BEGIN Recorded information
PR #614, opened 2018-05-16
starting the single state move

mihirsamdarshi:
This is an initial test, just to see if I'm on the right track. Everything I have copied still exists in the original sliders.js file.


web-client/public/js/grnsight.js
```diff
@@ -5,6 +5,9 @@ const container = require("./container").container;
 const displayStatistics = require("./graph-statistics").displayStatistics; // eslint-disable-line no-unused-vars
 const upload = require("./upload").upload;
 const nodeColoringController = require("./node-coloring").nodeColoringController;
+import setupHandlers from "setuphandlers";
+import grnState from "grnstate";
 
+setupHandlers(grnState);
```
dondi: These changes, as they stand, look good. I agree that this is how GRNsight should start up. You should also add `updateApp` here. The initialization sequence is: set up all event handlers, then make the GRNsight UI display the values of `grnState` for the first time. So:
```javascript
setupHandlers(grnState);
updateApp(grnState);
```

web-client/public/js/grnstate.js
```diff
@@ -0,0 +1,3 @@
+export var grnState = {
+    GRAVITY_LENGTH_WITHOUT_ZERO = 3
+}
```
dondi: The presence of the object itself is in the right direction, but I saw it more as a container for values that will change, and not constants. If you declare `GRAVITY_LENGTH_WITHOUT_ZERO` in this way, it is still possible to change it.

Better to really declare it as a constant (e.g., `const GRAVITY_LENGTH_WITHOUT_ZERO = 3` or as a property that is _read-only_). Instead, try modeling a value here that _will_ change while the app is running.

web-client/public/js/setuphandlers.js
```diff
@@ -0,0 +1,11 @@
+import grnState from "grnstate";
+import updateApp from "updateapp";
+export var setupHandlers = function (grnState) {
+    var updateSliderDisplayedValue = function (slider, element) {
+        var value = $("#" + $(element).attr("id")).val();
+        $(slider.valueId).html(value + ((slider.needsAppendedZeros &&
+          (value.length === grnState.GRAVITY_LENGTH_WITHOUT_ZERO)) ? "0" : ""));
+        slider.setCurrentVal(value);
+    };
```
dondi: This is a helper function that looks more like it belongs to the updateApp function rather than setupHandlers. Notice what it does: it updates what an element on the page is displaying. That's what updateApp is for. setupHandlers is for the _opposite_  direction: it sets up what to do when the user interacts with the page. So setupHandlers should be for stuff like `click`, `change`, and `input`. Anything that goes _toward_ a visible UI element belongs in updateApp.

web-client/public/js/updateapp.js
```diff
@@ -0,0 +1,4 @@
+import grnState from "grnstate";
+export var updateApp = function (grnState) {
+
+}
```
dondi: Note you don't have to import `grnState` here because it is already passed as a parameter.

mihirsamdarshi:
@dondi, I ran into a weird problem while working on this. It seems that the container doesn't load if I even import another file. This doesn't seem to have any correlation with anything linked to container because it occurs even when the imported files are empty

mihirsamdarshi:
There are errors that the modules can't be resolved, but that shouldn't affect the loading of the modules

mihirsamdarshi:
Specifically updateApp causes this problem, not setupHandlers

johnllopez616:
@mihirsamdarshi you have to make some changes to webpack.config.js. Note what I did to module.exports:

`module.exports = {
    entry: "./web-client/public/js/grnsight.js",
    output: {
        path: `${__dirname}/web-client/public/js`,
        filename: "grnsight.min.js"
    },
    module: {
        rules: [
            { test: path.join(__dirname, "es6"),
                loader: "babel-loader" }
        ]
    },
    resolve: {
        modules: ["js", "node_modules"],
    },
};
What this does is it allows webpack to resolve the files within the js folder automatically, if I'm not mistaken.

mihirsamdarshi:
Additionally @dondi, much of the `node-coloring.js` was split into a "controller" function already, is this something that we can just place into the `updateApp.js` file?

dondi:
Yes, I think it will go there eventually.

mihirsamdarshi:
@dondi could you look at my previous comment to see if that architecture was correct?

web-client/public/js/grnsight.js
```diff
@@ -1,3 +1,6 @@
+import setupHandlers from "setuphandlers";
+import updateApp from "updateapp";
+import grnState from "grnstate";
```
END Recorded information
_What you should do_
What is needed is every line from the data above that includes the string "changes", copied out.

_Completed exercise_
dondi: These changes, as they stand, look good. I agree that this is how GRNsight should start up. You should also add `updateApp` here. The initialization sequence is: set up all event handlers, then make the GRNsight UI display the values of `grnState` for the first time. So:
@mihirsamdarshi you have to make some changes to webpack.config.js. Note what I did to module.exports:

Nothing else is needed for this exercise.